» Instructions to follow
The response must hold only the lines from the line containing "map = this.font.getVariant(variant).chars;" through the end of the listing, exactly as written.

......

PR #523, opened 2020-07-06
Fix LiteDOM comments and add support for DOCTYPE

dpvc:
I ran into this while updating the node demos.  It turns out that comments were not being output properly from the LiteDOM.  I also wanted to be able to preserve the `DOCTYPE` comment so that the full-page node commands can retain it in their output.  So this PR fixes the comment problem, and adds the `DOCTYPE` support.

### DIFF
--- a/ts/core/DOMAdaptor.ts
+++ b/ts/core/DOMAdaptor.ts
@@ -97,6 +97,12 @@ export interface DOMAdaptor<N, T, D> {
   root(doc: D): N;
 
   /**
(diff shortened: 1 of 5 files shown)


ts/core/DOMAdaptor.ts
```diff
@@ -96,6 +96,12 @@ export interface DOMAdaptor<N, T, D> {
    */
   root(doc: D): N;
 
+  /**
+   * @paramn {D} doc    The document whose doctype is to be obtained
```
zorkow, line 100: typo `@param`

PR #528, opened 2020-07-22
fix: 527

qq240814476:
#527 
just use  [optional chaining operator](https://developer.mozilla.org/en-US/docs/Web/JavaScript/Reference/Operators/Optional_chaining)

### DIFF
--- a/ts/output/common/Wrapper.ts
+++ b/ts/output/common/Wrapper.ts
@@ -708,7 +708,7 @@ export class CommonWrapper<
         //
         //  Remap to Math Alphanumerics block
         //
-        const map = this.font.getVariant(variant).chars;
+        const map = this.font.getVariant(variant)?.chars;
         if (map) {
             //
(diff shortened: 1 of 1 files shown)


qq240814476:
> #527
> just use [optional chaining operator](https://developer.mozilla.org/en-US/docs/Web/JavaScript/Reference/Operators/Optional_chaining)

......

» Exercise result
-        const map = this.font.getVariant(variant).chars;
+        const map = this.font.getVariant(variant)?.chars;
         if (map) {
             //
(diff shortened: 1 of 1 files shown)


qq240814476:
> #527
> just use [optional chaining operator](https://developer.mozilla.org/en-US/docs/Web/JavaScript/Reference/Operators/Optional_chaining)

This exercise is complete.